NSA Hacker Chief Explains How To Keep Him Out of Your System (wired.com)
An anonymous reader writes: Rob Joyce, the nation's hacker-in-chief, took up the ironic task of telling a roomful of computer security professionals and academics how to keep people like him and his elite corps out of their systems. Joyce himself did little to shine a light on the TAO's classified operations. His talk was mostly a compendium of best security practices. But he did drop a few of the not-so-secret secrets of the NSA's success, with many people responding to his comments on Twitter.
I was worried that the new overlords would start checking submissions for errors.
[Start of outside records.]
PR #496, opened 2024-01-09
BUG: define missing logger objects

DerWeh:
There are missing `_log` objects in some modules, which causes errors.


paulbkoch:
Thanks for identifying the missing imports and submitting this PR @DerWeh

PR #503, opened 2024-01-29
MAINT: simplify term_importances

DerWeh:
I found the function `term_importances` unnecessarily complicated. Within the loop, there are 3 branches. To my mind, the function is more understandable if we simply pull out the if clauses.

This handles the pathological case of having only a single class for `importance_type="min_max"` by an early return.

I dropped the use of [itemset](https://numpy.org/doc/stable/reference/generated/numpy.ndarray.itemset.html), as its use is discouraged in the documentation. It makes the code harder to read, and I cannot imagine a case where its performance matters.


paulbkoch:
Thanks @DerWeh -- Nice rewrite!  Looks a lot cleaner now.

PR #511, opened 2024-02-20
Fix minor difference between docstring and actual function

alvanli:
In the [docs](https://interpret.ml/docs/python/api/ExplainableBoostingClassifier.html#interpret.glassbox.ExplainableBoostingClassifier.sweep), the sweep function is supposed to return itself, but none is returned. Added a return statement


paulbkoch:
Nice catch.  Thanks @alvanli!

PR #514, opened 2024-02-26
MAINT: use pydantic for parameter validation

DerWeh:
This is a first proof of concept to use [pydantic](https://docs.pydantic.dev/latest/) for the validation of parameters. I used Python 3.10 syntax as it is more concise and used `pydantic=2.6.2` without putting much thought into it.

Currently, the `fit` methods is extremely messy due to all the checks. Of course, a refactoring putting this into a dedicated method would already simplify things.
I think using `pydantic` might be a more elegant solution. This draft is mostly for discussion, whether this is a good idea or not. I tried to be faithful to the checks that were implemented.
A disadvantage is that `pydantic` errors are harder to read. On the plus side, the type annotations are much clearer than having to search through the fit method. It's probably also much easier to maintain the validation.

Currently, I break the private versions of the classifier. Attributes were set, depending on whether the estimator is private or not. Do you think it would be better to define a super class with the common arguments and subclasses with the additional arguments?

Another question is how to best proceed with overwriting the default arguments. Currently, there is a lot of redundancy. 

If we want to follow through with this idea, I think some sklearn checks should be enabled again using [parametrize_with_checks](https://scikit-learn.org/stable/modules/generated/sklearn.utils.estimator_checks.parametrize_with_checks.html) or [check_estimator](https://scikit-learn.org/stable/modules/generated/sklearn.utils.estimator_checks.check_estimator.html)


paulbkoch:
Hi @DerWeh -- I like what you're doing here and plan to merge it once it fully replaces the existing checks and passes the tests.

A few thoughts:
I think a good minimum version that we should target would be python 3.8 since that's still supported.  Thankfully 3.8 supports things like the Literal annotation.

We can add some classes to formalize the DP vs Regular EBM class partition.  Someday, I think we might support multi-output EBMs, and one strange type of EBM might be an EBM that has both classification and regression outputs.  To create one of the strange beasts, you'd need to directly create an EBMModel object, so I like having the ability to make and use these classes directly.  I can't think of any good reason though to mix private and non-private EBMs, so the private vs regular partition can be a first split in the class hierarchy below the EBMModel class.

You probably already saw that I had a test for check_estimator, but disabled it.  I think we can probably now increase our minimum scikit-learn version to allow for this check now.  We didn't pass all the checks since EBMs are more permissive in what they accept than scikit-learn, and I'd like to preserve our user-friendliness in that respect, so I expect we'll want to continue disabling some of the scikit-learn checks.

DerWeh:
> I think a good minimum version that we should target would be python 3.8 since that's still supported. Thankfully 3.8 supports things like the Literal annotation.

Sure enough, I typically orient myself at [NEP-29](https://numpy.org/neps/nep-0029-deprecation_policy.html), but it is a good idea to be a more conservative (after all, now NumPy is already very stable such that using an older NumPy version is typically sufficient).
I just wanted to avoid the additional boilerplate for type hints for the prototype, I case we reject the idea altogether.

> Someday, I think we might support multi-output EBMs, and one strange type of EBM might be an EBM that has both classification and regression outputs.

Out of curiosity: what do advantage do you expect? I don't really see the synergy for multi-output in EBMs compared to deep networks (or deep trees). Can we expect an advantage during the boosting phase?
But this is mostly an academic question. In practice, I am currently mostly interested in more convenient multi-class support. Interactions and post-processing seem to still be lacking.

> You probably already saw that I had a test for check_estimator, but disabled it.
Yes, I saw it. The PR for the non-private EBMs is ready.

As soon as it is merged, (and when I find time) I can continue working on `pydantic`.

paulbkoch:
> > Someday, I think we might support multi-output EBMs, and one strange type of EBM might be an EBM that has both classification and regression outputs.
> 
> Out of curiosity: what do advantage do you expect? I don't really see the synergy for multi-output in EBMs compared to deep networks (or deep trees). Can we expect an advantage during the boosting phase? But this is mostly an academic question. In practice, I am currently mostly interested in more convenient multi-class support. Interactions and post-processing seem to still be lacking.

I think you're right that there will be very little technical benefit.  Mostly, I think of it as potentially a nice packaging solution for grouping related predictions, although I might reject the idea if it adds anything more than a little complexity.  EBMs do have some benefits in terms of the compactness of the model representation.  For example, SoftAtHome, which wrote Ebm2Onnx (https://github.com/interpretml/ebm2onnx) uses EBMs inside their routers, and I also saw a paper where some company was evaluating EBMs to be used inside pacemakers (!!!).  Sharing the feature definitions, and bin cuts might be nice in those applications both for the compactness of the model, because it could lower the computation requirements of predictions, and also to speed up predictions.

paulbkoch:
> But this is mostly an academic question. In practice, I am currently mostly interested in more convenient multi-class support. Interactions and post-processing seem to still be lacking.

We don't allow multi-class interactions in the default API entirely because of the difficulties in visualizing them.  You can construct multi-class EBMs with interactions today if you use the measure_interactions function manually.  Here's a slightly related example showing how to use it:

https://interpret.ml/docs/python/examples/custom-interactions.html

paulbkoch:
Hi @DerWeh -- I've been thinking through this question the last few days and here's what I came up with in terms of a hierarchy:

EBMBase  -> abstract base class for all EBM models
EBMModel(EBMBase)  -> instantiable class for normal EBM classifiers/regressors
ExplainableBoostingClassifier(EBMModel)
ExplainableBoostingRegressor(EBMModel)
DPEBMModel(EBMBase)  -> instantiable class for differential privacy classifiers/regressors
DPExplainableBoostingClassifier(DPEBMModel)
DPExplainableBoostingRegressor(DPEBMModel)

Thoughts?

DerWeh:
Yes, the hierarchy sound very reasonable. Though, I am not quite sure if making EBMBase and abstract base class has any benefit. See the discussion: https://stackoverflow.com/questions/3570796/why-use-abstract-base-classes-in-python

But it doesn't really seem very important to me, so I am fine with anything/

-----

However, now that EBMs have the checks for `scikit-learn` compatibility, I ran into a bit of a problem: `clone` doesn't work with parameter validation anymore. `clone` performs explicit `is` checks ('old_parameter is new_parameter`) which fail due to `pydantic`...
`pydantic` doesn't offer the option to defer the validation, see the rejected request https://github.com/pydantic/pydantic/issues/559. I knew, that `scikit-learn` urges you to put the validation into the fit method (https://scikit-learn.org/stable/developers/develop.html#instantiation) but I didn't think they are this pedantic. Currently, the only option I see to get through with this PR, is providing our one custom implementation for clone, by providing as custom `_clone_parametrized`, but this seems somewhat ugly...

What is your opinion @paulbkoch?

paulbkoch:
> Yes, the hierarchy sound very reasonable. Though, I am not quite sure if making EBMBase and abstract base class has any benefit. See the discussion: https://stackoverflow.com/questions/3570796/why-use-abstract-base-classes-in-python
> 
> But it doesn't really seem very important to me, so I am fine with anything/

You're probably right that it has very little technical benefit in python.  I was thinking of it mainly as a form of documentation to indicate that the EBMBase class should not be instantiated directly and then just using duck typing as we currently are.  I haven't written as much python as you have (seemingly) and have never made an abstract class in python, but I'm assuming adding the abstract part is fairly lightweight.

> However, now that EBMs have the checks for `scikit-learn` compatibility, I ran into a bit of a problem: `clone` doesn't work with parameter validation anymore. `clone` performs explicit `is` checks (`old_parameter is new_parameter`) which fail due to `pydantic`... `pydantic` doesn't offer the option to defer the validation, see the rejected request [pydantic/pydantic#559](https://github.com/pydantic/pydantic/issues/559). I knew, that `scikit-learn` urges you to put the validation into the fit method (https://scikit-learn.org/stable/developers/develop.html#instantiation) but I didn't think they are this pedantic. Currently, the only option I see to get through with this PR, is providing our one custom implementation for clone, by providing as custom `_clone_parametrized`, but this seems somewhat ugly...
> 
> What is your opinion @paulbkoch?

Yeah, that does seem a bit ugly.  I didn't realize pydantic was unable to use deferred checks.  Even if we get the clone function working though, it's not clear if the scikit-learn requirement to defer checks will break anything else now or in the future.

Maybe we should instead move back to option #2 @DerWeh where we move the checks into a separate _validate function?  That would at least move them out of the way so that someone reading the fit function would only need to see them if they were specifically interested in the checks.  And we'd get to keep the more descriptive error messages too.

paulbkoch:
> Sure, having a separate `_validate` functions is already a first good step. A question to consider is if it is still a good idea to separate EBMs and the DB versions (using your suggested class hierarchy), and if we use the vanilla `dataclass` offered by Python. It doesn't do any validation, but avoids the boilerplate for writing the `__init__` function with all the `self.attribute = attribute` statements.

Avoiding boilerplate through dataclass sounds like a good idea.  I guess this implies having the class hierarchy since we conditionally assign instance attributes based on whether the class is differentially private or not.

> Another question is, if I should keep the ['Yoda-conditions'](https://github.com/MartinThoma/flake8-simplify?tab=readme-ov-file#sim300) that are currently used for type-checks (example: `passthrough < 0.0 or 1.0 < passthrough`). Is this the code-style you use? I don't really know why, but my brain doesn't seem to like these statements, and I always have to mentally convert them to `variable < constant`. Of course, this is a very specific example, where we could use Pythons comparisons `not (0.0 <= passthrough <= 1.0)` (for some reason this is easy to read for me, but the single `0.0 <= passthrough` takes time to digest).

If you want to change the ordering, go for it!  I do use Yoda-conditionals in C++ to combat assignment bugs since "if(a = 5)" compiles, but "if(5 = a)" does not, but I don't care about the order in python since assignment isn't legal inside a conditional in python.

> Anyway, I'll play around a bit more in case I find a reasonable (elegant) way to use `pydantic` for validation. If I don't find a way, I'll at least do the refactor.

Sounds good.  Thanks again for investigating all these options!

DerWeh:
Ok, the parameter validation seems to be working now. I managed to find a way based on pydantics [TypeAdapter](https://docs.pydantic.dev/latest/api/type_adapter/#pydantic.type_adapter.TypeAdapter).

I'm relieved to see they are taking the 'steady as she goes' approach.
Trolling is a art,
the guy picks up a microphone and owns up to breaking constitutional rights, screwing with people's businesses and lives. the people, instead of arresting him, clap their hands and say it was a good talk. what the f**k? not even DMCA? let's all accept this lawless band of crooks, put them on a pedestal and call them elite corps
Indeed, I'm skeptical of anything from the NSA, but his advice matches with my experience (I've been doing network security professionally for a long time).
He made one point that definitely rings true. People get excited about "advanced" stuff like zero-days and jumping air gaps with ultrasound, while their IIS hasn't been updated in three years, their users are opening funnycat.exe, and they've never tested their backups. It's not the NCIS stuff that'll get you, 95% of the time, it's the boring best-practice stuff that's missed; security updates, tested offsite backups, etc.
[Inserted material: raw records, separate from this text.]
PR #517, opened 2024-02-27
MAINT: Rebase EBM utils

DerWeh:
Simplify the utility functions in the EBM utils.
- reduce code duplication
- reduce complexity by early returns
- explicitly unpack tuples of two elements
- refactor methods
- use dedicated functions of libraries

### DIFF
--- a/python/interpret-core/interpret/glassbox/_ebm/_utils.py
+++ b/python/interpret-core/interpret/glassbox/_ebm/_utils.py
@@ -309,6 +309,8 @@ def deduplicate_bins(bins):
 
 def convert_to_intervals(cuts):  # pragma: no cover
     cuts = np.array(cuts, dtype=np.float64)
+    if cuts.size == 0:
+        return [(-np.inf, np.inf)]
 
     if not np.isfinite(cuts).all():
         raise Exception("cuts must contain only finite numbers")
--- a/python/interpret-core/interpret/glassbox/_ebm/_utils.py
+++ b/python/interpret-core/interpret/glassbox/_ebm/_utils.py
@@ -1,7 +1,8 @@
 # Copyright (c) 2023 The InterpretML Contributors
 # Distributed under the MIT software license
 
-from math import ceil, isnan, isinf, exp, log
+from collections import defaultdict
+from math import ceil, isinf, exp, log, isfinite
 from ...utils._native import Native
 
 from ._tensor import restore_missing_value_zeros
@@ -34,11 +35,11 @@ def convert_categorical_to_continuous(categories):
     # We can't convert a continuous feature that has cuts back into categoricals
     # since the categorical value could have been anything between the cuts that we know about.
 
-    clusters = dict()
+    clusters = defaultdict(list)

No need to inject liberals or tea party circles into this. No one mentioned them and I would bet you would/could find several people on any side you picked who think there is a problem too.
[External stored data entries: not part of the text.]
PR #518, opened 2024-02-28
Increase compatibility of EBM with scikit-learn

DerWeh:
This PR adds the estimator checks for scikit-learn compatibility.

We add the following compatibilities:
- add a warning if a 2D y input is used, where we drop the last dimension.
- we do not use a mutable empty list as default argument
- we add a tag that EBMs support NaN inputs in the features
- we check for inf in the classes
- in case of complex inputs we raise an `ValueError` instead of a `TypeError`


DerWeh:
We still fail some scikit-learn tests, where I am not sure if we intentionally deviate.
These are open TODOs/FIXME in `skip_sklearn`.

I didn't remove the old (currently skipped) `test_scikit_learn_compatibility`. Can this test be removed, or is there something important which should be added?

The private versions aren't test at the moment. They fail with some cryptic errors which I do not understand. Sorry, but I don't really understand the DP versions, so I cannot easily fix this part.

The US constitution does not place national defense above the US constitution though. This is problematic to the national defense trumps all argument because the 9th amendment specifically spells out that the enumeration in the constitution shall not be used to deny other rights held by the people. While the constitution generically spells out national defense, it specifically places reasonableness and warrant requirements for searches and other things.
but lets explore this a bit. In the name of national security, some say the government can ignore the US constitution and invade a citizen's or local business's network, computer, telephone, whatever. Some say they can hold people without habeas corpus rights or even the right to a trial. Can they also ignore the constitution and just appoint senators and representatives in the name of national security? Can they install judges and such with no congressional oversight so those moves would survive a court challenge? Can they just decree something to be law without congress ever passing it or the president signing it into law? If so or not, I have to ask why and what limits would there be and how do those limits become recognized?
My naive understanding is that the existence of this group is largely limited to pen testing with approval from network owners or law and assisting in law enforcement operations which presumably would already had warrant requirements satisfied. IT might do a lot more than that but I do not know for sure.